As an alternative to using algorithms provided by this project in your own Python program (see {ref}`usage`), the command line API that is provided by the package [mlrl-testbed](https://pypi.org/project/mlrl-testbed/) (see {ref}`installation`) can be used to run experiments without the need to write code. Currently, it provides the following functionalities:

- The predictive performance in terms of commonly used evaluation measures can be assessed by using predefined splits of a dataset into training and test data or via [cross validation](<https://en.wikipedia.org/wiki/Cross-validation_(statistics)>).
- Experimental results can be written to output files.
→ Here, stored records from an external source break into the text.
PR #141, opened 2021-04-22
[14.0][IMP] stock_card_report, add  origin to display_name on report

kittiu:
Just add picking origin to the result

image

@ps-tubtim


ps-tubtim (approved):

newtratip (approved):
👌

PR #142, opened 2021-04-22
[FIX] stock_picking_report_valued_sale_mrp: ignored cancelled order

chienandalu:
We want to consider backordered moves even if they're cancelled but not
cancelled moves from cancelled orders, that must be filtered. Otherwise,
they pullute the amounts computation.

cc @Tecnativa TT29363

please review @ernestotejeda @pedrobaeza


pedrobaeza (approved):

chienandalu:
ping @carlosdauden

carlosdauden (approved):

PR #612, opened 2015-04-28
Post docs move

errordeveloper:


rade:
There are a few things here and in the broader docs move project that do not quite make sense to me, but perhaps that's just due to lack of explanation...

1. Why does the README link in https://github.com/weaveworks/weave/wiki/WorkingOnWeave#working-on-docs point at the head rather than https://github.com/weaveworks/weave/tree/latest_release?
2. I pointed out before that the "Installation Notes" heading in http://docs.weave.works/weave/latest_release/index.html is misleading since it gives the impression that the only two ways to install weave is via boot2docker and systemd. I'd bury that information; it has no place on the main docs page. Instead make the description of the link to the README read "Introduction, Installation and Example".
3. Where can the docs for the 'master' version be found? Is the idea that we, and any of our users working with snapshots, would simply be looking at the .md files in the repo? That's ok in principle, except that none of the cross-file links work!
4. https://github.com/weaveworks/weave/wiki/WorkingOnWeave#working-on-docs needs updating.
5. What is the process for updating the published docs? e.g. when we correct typos and make other improvements. We need to be able to do that.

errordeveloper:
1. I didn't realised that this was documented in the wiki, will update it
  2. I and @fintanr will be reworking the docs soon, but I don't see a reason for making any half-way changes right now
  3. As per #604, the docs for master branch can be found at [docs.weave.works/weave/master](http://docs.weave.works/weave/master/)
  4. see point 1
  5. This question had been raised, which might had been not explicit enough; so in order to update docs for a given release we will need to have those changes checked-in and thereby we will require release branches to accomplish that

rade:
re 5... we really need that process documented, step-by-step on the wiki. including instructions for how to make a change to the published docs *and* have the same change go into master. It's probably all just some git command sequences, but they are outside the ordinary day-to-day workflow and hence easy to get wrong.

rade:
re 2... it's not a half-way change. The bit I am complaining about does not appear at https://github.com/weaveworks/weave#find-out-more; it's something that got introduced elsewhere. You could just remove it.

rade:
Incidentally, 5 is already an issue now. A bunch of changes have been made on the 'master' docs which equally apply to the released version and hence really, really should be published on http://docs.weave.works/weave/latest_release/index.html too. So we also need a documented way of backporting docs from master to latest_release.

errordeveloper:
@rade c9bff8b adds basic logic for updating docs at `docs.weave.works/weave/latest_release/`. I am going to update the wiki page to describe the workflow. I also would like to make this update as soon as this pull-request is merged, are all docs on master correct for `latest_release` at the moment?

rade:
> re all docs on master correct for `latest_release` at the moment?

No, if you document how to cherry pick from master to latest_release, I'll do the rest.

errordeveloper:
The wiki should have [sufficient information](https://github.com/weaveworks/weave/wiki/WorkingOnWeave#working-on-docs) now, and we can always refine that later anyway.

rade:
This LGTM. I have fixed a few typos in the docs. All of my points except 2 have been addressed. I've raised #640 for that.

I'd like @paulbellamy to take a look at the mechanics.

README.md
```diff
@@ -131,11 +131,11 @@ to each other.
...
- * [Features](http://weaveworks.github.io/weave/features.html)
- * [Troubleshooting](http://weaveworks.github.io/weave/troubleshooting.html)
- * [Building](http://weaveworks.github.io/weave/building.html)
- * [How it works](http://weaveworks.github.io/weave/how-it-works.html)
+ * [Documentation homepage](http://docs.weave.works/weave/latest_release/)
+ * [Features](http://docs.weave.works/weave/latest_release/features.html)
+ * [Troubleshooting](http://docs.weave.works/weave/latest_release/troubleshooting.html)
+ * [Building](http://docs.weave.works/weave/latest_release/building.html)
+ * [How it works](http://docs.weave.works/weave/latest_release/how-it-works.html)
  * [Automatic Discovery with WeaveDNS](https://github.com/weaveworks/weave/tree/master/weavedns#readme)
```
paulbellamy: Shouldn't this point to latest_release also?

site/build-and-publish.sh
```diff
@@ -13,6 +13,10 @@ if [ -n "${TRAVIS_TAG}" ]; then
   OUTPUT="weave/${TRAVIS_TAG}"
 fi
 
+if [ "${BRANCH}" = "latest_release_doc_updates" ]; then
```
paulbellamy: I get this shouldn't be master, because it would pull in code changes before release, but I worry this branch will be neglected/forgotten.

paulbellamy:
What is the process for updating docs on a previous release?

rade:
> What is the process for updating docs on a previous release? Is that something we need to worry about?

We don't.

README.md
errordeveloper: well spotted

site/build-and-publish.sh
rade: hmm. good point. What happens when we make a new release? won't this branch go stale? Perhaps the release script should include a merge from the release tag to this branch. or s.t. like that.

errordeveloper:
> Or just make another release (e.g. 0.9.0.1)

Sort of could, but the idea of `latest_release_doc_updates` is to keep the process to the minimum. Also, a patch release would give an impression to the user that they have to pull latest binaries, while there is nothing new there for them.

> ...but I worry this branch will be neglected/forgotten.

Not unlikely, but the worst that can happen is that `latest_release` docs have some typos of sorts. The only better way I can think of is to move docs to a separate repository which can have a slightly different branching structure to it.

rade:
I am completely lost now. I have no idea how latest_release_doc_updates works. Is what gets published under the latest_release URL a *merge* of the latest_release_doc_updates branch into latest_release?

errordeveloper:
> Is what gets published under the latest_release URL a merge of the latest_release_doc_updates branch into latest_release?

A commit with tag `latest_release` is primary cause of release doc update. Secondary cause is a commit on  `latest_release_doc_updates`.

A tag push would occur as result of someone running `bin/release`.
To update docs after the release you can either push directly to `latest_release_doc_updates` branch or make a pull-request to it.

rade:
So this whole process relies on ci to be operational *at the time a change is pushed*?

errordeveloper:
Yes, as otherwise the process would have much more dependencies. We can probably package up a container that developer can use in case CI is screwed, if that worries you.

paulbellamy:
@ilya:
Ah, ok. I hadn't realized that bin/release was updating the latest_release tag.
I do like having the docs tied into the main repo, as it keeps them in sync with the release process. In practice updating docs separately from a release may not be an issue. Let's wait and deal with that if it becomes a problem.

I'm assuming that the gsutils cp command will also be able to remove files?

@rade:
I'm less worried about depending on the CI being available, because you could just re-run the build when it comes back.

paulbellamy:
Also, we should back-fill the docs for older releases.

rade:
> Also, we should back-fill the docs for older releases.

Not bothered. Except, maybe, for 0.10.

paulbellamy:
Ok, pending the ```gsutils cp``` removing files, this LGTM.

errordeveloper:
> Not bothered. Except, maybe, for 0.10.

It's [there already](http://docs.weave.works/weave/v0.10.0/index.html).

rade:
> Yes, as otherwise the process would have much more dependencies.

I am not suggesting that we should be able to publish docs when CI isn't operational. But it would be nice if CI *picked up* any doc changes that may have been pushed while it was down.

errordeveloper:
@paulbellamy yeah, should probably switch to `gsutil rsync`, but I haven't tested that...

paulbellamy:
Cool, @errordeveloper pointed out that if nothing links to the files anymore it doesn't matter if they're left around. so this LGTM.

This includes evaluation scores, the predictions of a model, textual representations of rules, as well as the characteristics of models or datasets.
- Models can be stored on disk and reloaded for later use.

## Running Experiments

```{tip}
The package [mlrl-testbed](https://pypi.org/project/mlrl-testbed/) is capable of conducting experiments with any machine learning algorithm of your choice. All that is needed for this are few lines of Python code as described {ref}`here<runnables>`.
```

Depending on the capabilities of an algorithm, mlrl-testbed supports both, classification and regression problems. In the following, we provide examples for both scenarios.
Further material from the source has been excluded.